Benji Macaulay petitions for review of the Board of Immigration Appeals’ (BIA) denial of a motion to reconsider its affirmance of the Immigration Judge’s (IJ) order that he be removed to Nigeria. Macaulay challenges whether, under INA § 241(b)(2)(E), 8 U.S.C. § 1231(b)(2)(E), the IJ could designate Nigeria as his country of removal, when his citizenship and nationality status are not properly documented.

Macaulay has no passport, birth certificate, or other documents to verify his citizenship. He claims to have been born in the United States, but his first known residence was in England, where he was adopted by a Nigerian couple. He later became a ward of the English foster-care system until, as a teenager, he ran away to Paris, France. He spent several years in western Europe, during which time he claimed Nigerian citizenship to obtain cash benefits granted by the German government to Nigerian asylum-seekers.

Macaulay entered the United States around 1990 (apparently using a false passport) and committed credit-card fraud and other identity-theft crimes. Following his incarceration for these crimes, the former Immigration and Nationalization Service (INS) began proceedings to remove him from the United States. (Macaulay has used nearly two dozen aliases and has claimed various birth dates, places of birth, social security numbers, and drivers license numbers.)

The IJ ordered him removed to Nigeria. Nigeria was deemed Macaulay’s proper place of removal under 8 U.S.C. § 1231(b)(2). The BIA affirmed Macaulay’s removal to Nigeria, stating: Maeau *397 lay did not contest either the IJ’s finding that he was not a United States citizen or that he was removable as charged; he did not designate a country of removal; he did not provide information regarding his birth, citizenship, or from where he entered the United States; and the record included three exhibits indicating Macaulay was born in Nigeria. Under 8 U.S.C. § 1231(b)(2)(E)(i)-(vi), which includes an alien’s country of birth or prior residence, Macaulay could be removed to Nigeria without advance consent of the Nigerian government. Jama v. Immigration & Customs Enforcement, 543 U.S. 335, 125 S.Ct. 694, 701, 160 L.Ed.2d 708 (2005) (holding advance consent is required only for § 1231(b)(2)(E)(vii)).
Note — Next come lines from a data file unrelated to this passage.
Issue #413, opened 2025-03-27
[FEATURE] Minor improvement: Insert node in numerator on empty `\frac`


haasal:
# Description of the Problem
When typing `()/` the completion is `\frac{}{|}` where `|` is the cursor position. This doesn't fully make sense.
I would expect that this expands to `\frac{|}{}` -> `TAB` -> `\frac{}{|}`.

# Description of the Solution
I haven't looked at your code yet but the solution is probably 3-5 lines of code *max*. Basically check if the numerator capture group is empty and if yes return a snippet with two "insert-nodes" instead of one.

# Additional
...

# Additional context
In luasnip I implemented this as follows (`mzs(...)` is my own function so you wont find a signature like this in the luasnip docs but I think the point is clear).

```lua
  mzs(
    [[\((.*)\)\/]],
    d(1, function(_, parent)
      local numerator = parent.captures[1]
      if #numerator == 0 then
        return sn(nil, fmta("\\frac{<>}{<>}", { i(1), i(2) }))
      else
        return sn(nil, fmta("\\frac{<>}{<>}", { t(parent.captures[1]), i(1) }))
      end
    end),
    { trigEngine = "ecma" }
  )
```

**I will happily make a PR once this is approved!**

PR #436, opened 2025-07-16
feat: implement #413,

superle3:
()/ -> \frac{$0}{$1}$2 makes more sense then () -> \frac{}{$0}$ so the first one is chosen when there is nothing inside the brackets.

Using `//` would be better, but it may be easier/more natural to think of `()/` instead of `//`.

### DIFF
--- a/src/features/autofraction.ts
+++ b/src/features/autofraction.ts
@@ -106,9 +106,15 @@ export const runAutoFractionCursor = (view: EditorView, ctx: Context, range: Sel
 		}
 	}
 
-	const replacement = `${settings.autofractionSymbol}{${numerator}}{$0}$1`
+	// If the content inside parentheses is empty, the numerator would be empty and that's rarely desired.
+	const replacement =
+		numerator === ""
+			? `${settings.autofractionSymbol}{$0}{$1}$2`
+			: `${settings.autofractionSymbol}{${numerator}}{$0}$1`;
+	// The keypressed shouldn't be inserted back in after an undo, if we have a selection.
+	const keyPressed = from != to ? undefined : "/";
 
-	queueSnippet(view, start, to, replacement, "/");
+	queueSnippet(view, start, to, replacement, keyPressed);
 
 	return true;
 }


src/features/autofraction.ts
```diff
@@ -105,8 +105,13 @@ export const runAutoFractionCursor = (view: EditorView, ctx: Context, range: Sel
...
 	}
-
-	const replacement = `${settings.autofractionSymbol}{${numerator}}{$0}$1`
+	
+	let replacement: string;
+	if (numerator === "()") {
+		replacement = `${settings.autofractionSymbol}{$0}{$1}$2`;
+	} else {
+		replacement = `${settings.autofractionSymbol}{${numerator}}{$0}$1`;
+	}
```
artisticat1, line 114: The ternary operator can be used here for conciseness:

```suggestion
	
	const replacement = numerator === "()" ? `${settings.autofractionSymbol}{$0}{$1}$2` : `${settings.autofractionSymbol}{${numerator}}{$0}$1`;
```

superle3: Thought about that and the snippet below
```ts
numerator = numerator || "$0"
const replacement = `${settings.autofractionSymbol}{${numerator}}{$1}$2
```
but wasn't sure if I wasn't "complicating" things further.

numerator should be checked against an empty string instead of `()`. 
I somehow didn't catch that when I went from testing my code to finalizing it

superle3:
While implementing  #443, I noticed that the parameter `keyPressed` is a string and not `undefined` regardless if  its automatic, visual, or using the snippetTrigger. Is this intentional?
For autofraction the current behaviour is this:

https://github.com/user-attachments/assets/30fb79a0-de7b-4378-95c1-51efc649b65c

instead of this:


https://github.com/user-attachments/assets/69f999b2-4c0a-40cf-b7fc-1b2632941660

The difference is, the key pressed that caused the visual snippet gets appended to the selection and two undo commands instead of one need to be executed to go back to before the visual snippet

The BIA denied Macaulay’s motion to reconsider, finding no errors of fact or law warranting reconsideration.

The denial of the motion to reconsider is reviewed for abuse of discretion. Zhao v. Gonzales, 404 F.3d 295, 301 (5th Cir.2005). “It is our duty to allow [a] decision to be made by the Attorney General’s delegate ... so long as it is not capricious, racially invidious, utterly without foundation in the evidence, or otherwise so aberrational that it is arbitrary rather than the result of any perceptible rational approach.” Osuchukwu v. INS, 744 F.2d 1136, 1142 (5th Cir.1984). We review the BIA’s decision, not the IJ’s. Renteria-Gonzalez v. INS, 322 F.3d 804, 816 (5th Cir.2002); see Moin v. Ashcroft, 335 F.3d 415, 418 (5th Cir.2003) (“This Court will not reverse a BIA decision unless the petitioner provides evidence so compelling that no reasonable fact-finder could conclude against it.”) (internal citation and quotation marks omitted).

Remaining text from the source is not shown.